Bergabunglah dengan Ubuntu DC Tambahan ke Samba4 AD DC untuk Replikasi FailOver - Bagian 5
Tutorial ini akan menunjukkan kepada Anda cara menambahkan pengontrol domain Samba4 kedua, yang disediakan di server Ubuntu 16.04, ke forest Samba AD DC yang ada secara berurutan untuk memberikan tingkat penyeimbangan beban/failover untuk beberapa layanan AD DC penting, terutama untuk layanan seperti DNS dan skema LDAP AD DC dengan database SAM.
Persyaratan
- Buat Infrastruktur Direktori Aktif dengan Samba4 di Ubuntu – Bagian 1
Artikel ini merupakan Bagian-5 dari seri Samba4 AD DC sebagai berikut:
Langkah 1: Konfigurasi Awal untuk Pengaturan Samba4
1. Sebelum Anda mulai melakukan penggabungan domain untuk DC kedua, Anda perlu melakukan beberapa pengaturan awal. Pertama, pastikan nama host sistem yang akan diintegrasikan ke dalam Samba4 AD DC berisi nama deskriptif.
Dengan asumsi bahwa nama host dari ranah pertama yang disediakan disebut adc1, Anda dapat memberi nama DC kedua dengan adc2 untuk memberikan skema penamaan yang konsisten di seluruh Pengontrol Domain Anda.
Untuk mengubah nama host sistem Anda dapat menjalankan perintah di bawah ini.

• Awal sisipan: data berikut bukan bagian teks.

PR #2001, opened 2025-04-18
:bug: [#2011] Show appropriate betalingsindicatieWeergave via serializer

### LINKED ISSUE #2011: `Zaak.betalingsindicatieWeergave` does not have an underlying database field and is always empty

1.20.0 / latest

I noticed that the attribute `Zaak.betalingsindicatieWeergave` is read only, refers to `get_betalingsindicatie_display` as its source, even though this method is not defined anywhere and there also isn't any field on the `Zaak` model to store this information. I checked with the standard and reference implementation and those have the same issue

- https://github.com/VNG-Realisatie/zaken-api/blob/9be7e14b0f08adc7932e3e4cad6bec57c5cbd6b3/src/zrc/api/serializers/core.py#L223-L227
- https://github.com/VNG-Realisatie/zaken-api/blob/9be7e14b0f08adc7932e3e4cad6bec57c5cbd6b3/src/zrc/datamodel/models/core.py#L185

_No response_

I think this field should function properly, from what I gather from the help text, displaying the label of the `BetalingsIndicatie` choices would make sense

stevenbal:
Fixes #2011

this field was read only and was never populated, even if betalingsindicatie was set. Now it has been changed to show the label that corresponds with the betalingsindicatie value that the Zaak has

Baseline: https://github.com/open-zaak/open-zaak/actions/runs/14726552958/job/41330465681#step:5:62
After changes: https://github.com/open-zaak/open-zaak/actions/runs/14726565385/job/41330508336?pr=2001#step:5:62

**Changes**

* Show appropriate betalingsindicatieWeergave via serializer

**Checklist**

- Commit hygiene

### DIFF
--- a/src/openzaak/components/documenten/tests/models/test_last_version.py
+++ b/src/openzaak/components/documenten/tests/models/test_last_version.py
@@ -2,12 +2,15 @@
 # Copyright (C) 2019 - 2020 Dimpact
 from django.test import TestCase, override_settings
 
+from privates.test import temp_private_root
+
 from ..factories import (
     EnkelvoudigInformatieObjectCanonicalFactory,
     EnkelvoudigInformatieObjectFactory,
 )
 
 
+@temp_private_root()
 @override_settings(CMIS_ENABLED=False)
 class LastVersionTests(TestCase):
     def test_canonical_last_version(self):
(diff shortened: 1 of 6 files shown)


Floris272 (approved):

stevenbal:
@danielmursa-dev @Floris272 ended up fixing the issue related to `betalingsindicatieWeergave` anyway, since it was a small fix

danielmursa-dev (approved):

Floris272 (approved):

PR #2029, opened 2025-05-15
:sparkles: [#2018] Implement document number reservation for EnkelvoudigInformatieObject

### LINKED ISSUE #2018: Documentnummer reserveren t.b.v. gekoppelde TSA
### Thema / Theme

Documenten API

T.b.v. de koppeling met iBurgerzaken. iBurgerzaken kan hiermee documenten creëren als (de koppeling met) OpenZaak niet beschikbaar is.

_No response_

_No response_

OlhaZahoruiko:
Closes #2018

- A new ReservedDocument model with identificatie, bronorganisatie, and date_created
- An update to generate_document_identificatie() to avoid already reserved IDs
- Validation logic ensuring that if a document is created with a specific identificatie, it must match an existing reservation
- Automatic removal of the reservation upon document creation

Experimental features/changes

- [x] Any experimental features added in this PR are documented in the docs/api/experimental.rst page


src/openzaak/components/documenten/models.py
```diff
@@ -466,6 +468,20 @@ def locked(self, value: bool) -> None:
         self._locked = value
 
     def save(self, *args, **kwargs) -> None:
+        is_new_instance = self.pk is None
+        if is_new_instance and hasattr(self, "bronorganisatie"):
```
stevenbal, line 472: I think `hasattr(self, "bronorganisatie")` will always evaluate to true, so I think that condition can be removed

src/openzaak/components/documenten/models.py
```diff
@@ -466,6 +468,20 @@ def locked(self, value: bool) -> None:
         self._locked = value
 
     def save(self, *args, **kwargs) -> None:
+        is_new_instance = self.pk is None
```
stevenbal, line 471: `EnkelvoudigInformatieObject` inherits from `InformatieObject` and since the identification is currently generated in `InformatieObject.save`, let's move the changes made in `EnkelvoudigInformatieObject.save` to `InformatieObject.save`.

Let's also add the decorator `@transaction.atomic` to make sure the deletion of ReservedDocuments is rolled back if anything fails while saving the `EnkelvoudigInformatieObject`

```
from django.db import transaction

@transaction.atomic
def save(...):
    ...
```

src/openzaak/components/documenten/tests/models/test_human_readable_identification.py
```diff
@@ -10,18 +10,18 @@
 class EIOTests(TestCase):
     def test_default_human_readable(self):
         eio = EnkelvoudigInformatieObjectFactory.create(
-            identificatie="", creatiedatum=date(2019, 7, 1)
+            identificatie="", creatiedatum=date(2025, 7, 1)
```
stevenbal, line 13: Are these changes needed?

src/openzaak/components/documenten/models.py
```diff
@@ -1292,3 +1308,34 @@ def get_informatieobject(self, permission_main_object=None):
...
+        "heeft vastgelegd.",
+        db_index=True,
+    )
+    date_created = models.DateTimeField(
+        auto_now_add=True,
+        help_text=_("De datum en tijd waarop het document werd gereserveerd."),
+    )
+
+    class Meta:
+        unique_together = ("bronorganisatie", "identificatie")
```
stevenbal, line 1336: `unique_together` might be deprecated in a future release of Django, so it's generally recommended to use `UniqueConstraint` (https://docs.djangoproject.com/en/5.2/ref/models/options/#django.db.models.Options.unique_together)
```suggestion
        constraints = [
            models.UniqueConstraint(
                fields=["bronorganisatie", "identificatie"],
                name="bronorganisatie_identificatie_unique_together",
            ),
        ]
```

src/openzaak/components/documenten/api/utils.py
```diff
@@ -46,3 +48,36 @@ def check_path(url, resource):
         return False
 
     return True
+
+
+def generate_document_identificatie(
+    bronorganisatie: str, document_model: models.Model, date_value: date
```
stevenbal, line 54: Is it necessary to pass the `document_model` as an argument?

src/openzaak/components/documenten/api/serializers.py
```diff
@@ -1112,3 +1114,47 @@ class Meta:
             "url": {"lookup_field": "uuid", "read_only": True},
         }
         validators = [VerzendingAddressValidator()]
+
+
+class ReservedDocumentSerializer(serializers.ModelSerializer):
```
stevenbal, line 1119: To make sure this can also be used via the API, we'll need to have a view that uses this serializer. The reserveer zaken endpoint has one as well: https://github.com/open-zaak/open-zaak/blob/main/src/openzaak/components/zaken/api/viewsets.py#L1431 which is also registered in `urls.py` to make sure it's available at a path.

If possible I'd like to see if we can use a function based view (https://www.django-rest-framework.org/api-guide/views/#function-based-views) for this instead of a class based view (like the reserveer zaaknummer endpoint has now), because it's just a single method (POST), but let's first implement it the same as reserveer zaaknummer and check if we can refactor this later

src/openzaak/components/documenten/tests/test_reserved_document.py
```diff
@@ -0,0 +1,131 @@
...
+from openzaak.components.documenten.models import (
+    EnkelvoudigInformatieObject,
+    ReservedDocument,
+)
+from openzaak.components.documenten.tests.factories import (
+    EnkelvoudigInformatieObjectFactory,
+)
+
+
+class ReservedDocumentTests(TestCase):
```
stevenbal, line 20: When the viewset and urlpattern for this endpoint have been added, these tests can be changed to make actual API calls to the endpoint, instead of calling the serializer methods directly. You can see an example of these kind of tests at `src/openzaak/components/zaken/tests/test_zaken.py` for example.

```suggestion
class ReservedDocumentTests(APITestCase):
```

stevenbal (changes requested):
Going in the right direction :+1: 

@OlhaZahoruiko if you want the PR to be reviewed, could you make sure it's no longer in draft? 
afbeelding

Also I'm not sure if you modified the PR description, but PRs should by default include a checklist, to remind the PR creator and reviewer of some things:

afbeelding

In this case the first two points apply, because this change is experimental (it's not part of the Zaken API standard), so once you add the viewsets it should be marked as such (https://github.com/open-zaak/open-zaak/blob/main/src/openzaak/components/zaken/api/viewsets.py#L1435)

src/openzaak/components/documenten/tests/models/test_human_readable_identification.py
OlhaZahoruiko: No, already removed

src/openzaak/components/documenten/api/viewsets.py
```diff
@@ -981,3 +983,27 @@ def destroy(self, request, *args, **kwargs):
...
         return super().destroy(request, *args, **kwargs)
+
+
+class ReservedDocumentViewSet(mixins.CreateModelMixin, viewsets.GenericViewSet):
+    queryset = ReservedDocument.objects.all()
+    serializer_class = ReservedDocumentSerializer
+
+    @extend_schema(
+        summary="Reserveer een documentnummer",
+        description=(
```
stevenbal, line 994: Since this endpoint is not part of the Documenten API standard, it has to be marked as "experimental" in the API spec and listen in `docs/api/experimental.rst` as a experimental feature. Could you add that?
```suggestion
        from openzaak.utils.help_text import mark_experimental
        ...
        description=mark_experimental(
```

src/openzaak/components/documenten/tests/test_reserved_document.py
```diff
@@ -0,0 +1,198 @@
...
+            bronorganisatie=self.bronorganisatie,
+        )
+
+    def test_reserved_document_str_representation(self):
+        reserved_document = ReservedDocument.objects.create(
+            identificatie="DOCUMENT-2025-1234567890",
+            bronorganisatie="812345678",
+        )
+        expected_str = "812345678 - DOCUMENT-2025-1234567890"
+        self.assertEqual(str(reserved_document), expected_str)
```
stevenbal, line 43: I guess it's fine to have this, but generally I'd say we wouldn't need a test for this

src/openzaak/components/documenten/tests/test_reserved_document.py
```diff
@@ -0,0 +1,198 @@
...
+            "bronorganisatie": self.bronorganisatie,
+        }
+
+        response = self.client.post(self.url, data, format="json")
+        self.assertEqual(response.status_code, status.HTTP_201_CREATED)
+
+        identificatie = response.data.get("identificatie")
+        self.assertIsNotNone(identificatie)
+        self.assertTrue(identificatie.startswith("DOCUMENT-" + str(date.today().year)))
+        self.assertEqual(len(identificatie.split("-")[-1]), 10)
```
stevenbal, line 136: If you use `from freezegun import freeze_time`, you can make this more explicit. You can put a decorator on the entire testcase class like `@freeze_time("2025-01-01T12:00:00")` and then add more readable assertions. I'd prefer to see the exact expected identificatie hardcoded here, e.g. `"DOCUMENT-2025-000000000X"`

src/openzaak/components/documenten/tests/test_reserved_document.py
```diff
@@ -0,0 +1,198 @@
...
+
+        with self.assertRaises(ReservedDocument.DoesNotExist):
+            ReservedDocument.objects.get(
+                identificatie=self.reserved_identificatie,
+                bronorganisatie=self.bronorganisatie,
+            )
+
+        self.assertEqual(eio.identificatie, self.reserved_identificatie)
+
+    def test_create_enkelvoudig_info_object_with_non_reserved_identificatie(self):
```
stevenbal, line 73: I don't think this test making the right assertions, it should only be possible to reserve an identificatie if it has not been reserved yet

src/openzaak/components/documenten/tests/test_reserved_document.py
```diff
@@ -0,0 +1,198 @@
...
+
+from openzaak.components.documenten.api.serializers import ReservedDocumentSerializer
+from openzaak.components.documenten.api.utils import generate_document_identificatie
+from openzaak.components.documenten.models import ReservedDocument
+from openzaak.components.documenten.tests.factories import (
+    EnkelvoudigInformatieObjectFactory,
+)
+
+
+class ReservedDocumentTests(APITestCase):
```
stevenbal, line 18: It's going in the right direction now that there are some tests that use the API endpoint, but there are still some tests that test implementation details (like directly using `ReservedDocument.objects.create` or serializer methods). 

I think we need tests for the following, all of which I think should use the API to test that this behavior applies:
- doing a successful POST on /reserveer-document returns an `identificatie` that is not yet used by other existing reserveddocuments and informatieobjecten
- doing a successful POST on /enkelvoudiginformatieobjecten without passing `identificatie` should generate an `identificatie` that excludes existing reserveddocuments and informatieobjecten
- doing a successful POST on /enkelvoudiginformatieobjecten with a reserved identificatie and bronorganisatie combination should delete the reserveddocument if it existed (it should work both when it was and wasn't reserved)

stevenbal (changes requested):

src/openzaak/components/documenten/api/utils.py
```diff
@@ -46,3 +47,33 @@ def check_path(url, resource):
...
+    model_name = "DOCUMENT"
+
+    year = date_value.year
+    prefix = f"{model_name}-{year}"
+    pattern = prefix + r"-\d{10}"
+
+    issued_ids = ReservedDocument._default_manager.filter(
+        identificatie__startswith=prefix,
+        identificatie__regex=pattern,
+    ).values_list("identificatie", flat=True)
```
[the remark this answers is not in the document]
OlhaZahoruiko: > Shouldn't this use the `InformatieObject` model to get the issued ids instead? Otherwise it's querying on the same table twice I think

Yes, you're right

src/openzaak/components/documenten/tests/test_reserved_document.py
OlhaZahoruiko: But how can I cover this with a test?

src/openzaak/components/documenten/tests/test_reserved_document.py
```diff
@@ -0,0 +1,287 @@
...
+        serializer = ReservedDocumentSerializer(
+            data={
+                "identificatie": not_reserved_id,
+                "bronorganisatie": self.bronorganisatie,
+            }
+        )
+        serializer.initial_data = {"bronorganisatie": self.bronorganisatie}
+
+        validated = serializer.validate_identificatie(not_reserved_id)
+        self.assertEqual(validated, not_reserved_id)
```
stevenbal, line 108: Can be removed if identificatie is made read only
```suggestion
```

src/openzaak/components/documenten/tests/test_reserved_document.py
```diff
@@ -0,0 +1,287 @@
...
+)
+from openzaak.components.documenten.api.scopes import SCOPE_DOCUMENTEN_AANMAKEN
+from openzaak.components.documenten.api.serializers import ReservedDocumentSerializer
+from openzaak.components.documenten.api.utils import generate_document_identificatie
+from openzaak.components.documenten.models import ReservedDocument
+from openzaak.components.documenten.tests.factories import (
+    EnkelvoudigInformatieObjectFactory,
+)
+from openzaak.tests.utils import JWTAuthMixin
+
```
stevenbal, line 22: Could you tag all testcases you've added with `@tag("gh-2018")`?

src/openzaak/components/documenten/tests/test_reserved_document.py
```diff
@@ -0,0 +1,287 @@
...
+        ReservedDocument.objects.create(
+            identificatie=self.another_reserved_identificatie,
+            bronorganisatie=self.bronorganisatie,
+        )
+
+        Autorisatie.objects.create(
+            applicatie=self.applicatie,
+            component=ComponentTypes.drc,
+            scopes=["documenten.aanmaken"],
+        )
```
stevenbal, line 51: If we have a separate testcase for the permission part, we can use `heeft_alle_autorisaties=True` at the class level instead

```suggestion
```

src/openzaak/components/documenten/tests/test_reserved_document.py
```diff
@@ -0,0 +1,287 @@
...
+                "identificatie": self.reserved_identificatie,
+            }
+            response = self.client.post(self.url, data, format="json")
+            self.assertEqual(response.status_code, status.HTTP_201_CREATED)
+
+            with self.assertRaises(ReservedDocument.DoesNotExist):
+                ReservedDocument.objects.get(
+                    identificatie=self.reserved_identificatie,
+                    bronorganisatie=self.bronorganisatie,
+                )
```
stevenbal, line 265:
```suggestion
            self.assertFalse(ReservedDocument.objects.filter(...).exists()
```

stevenbal (changes requested):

hostnamectl set-hostname adc2
jika tidak, Anda dapat mengedit file /etc/hostname secara manual dan menambahkan baris baru dengan nama yang diinginkan.
nano /etc/hostname
Di sini tambahkan nama host.
adc2
2. Selanjutnya, buka file resolusi sistem lokal dan tambahkan entri dengan titik penyihir alamat IP ke nama pendek dan FQDN pengontrol domain utama, seperti yang diilustrasikan di bawah tangkapan layar.
Melalui tutorial ini, nama DC utama adalah adc1.tecmint.lan dan ditetapkan menjadi alamat IP 192.168.1.254.
nano /etc/hosts
Tambahkan baris berikut:
IP_of_main_DC FQDN_of_main_DC short_name_of_main_DC
3. Pada langkah berikutnya, buka /etc/network/interfaces dan tetapkan alamat IP statis untuk sistem Anda seperti yang diilustrasikan pada tangkapan layar di bawah.
Perhatikan variabel dns-nameservers dan dns-search. Nilai-nilai ini harus dikonfigurasi agar mengarah kembali ke alamat IP Samba4 AD DC dan realm utama agar resolusi DNS dapat berfungsi dengan benar.
Mulai ulang daemon jaringan untuk mencerminkan perubahan. Verifikasi file /etc/resolv.conf untuk memastikan bahwa kedua nilai DNS dari antarmuka jaringan Anda diperbarui ke file ini.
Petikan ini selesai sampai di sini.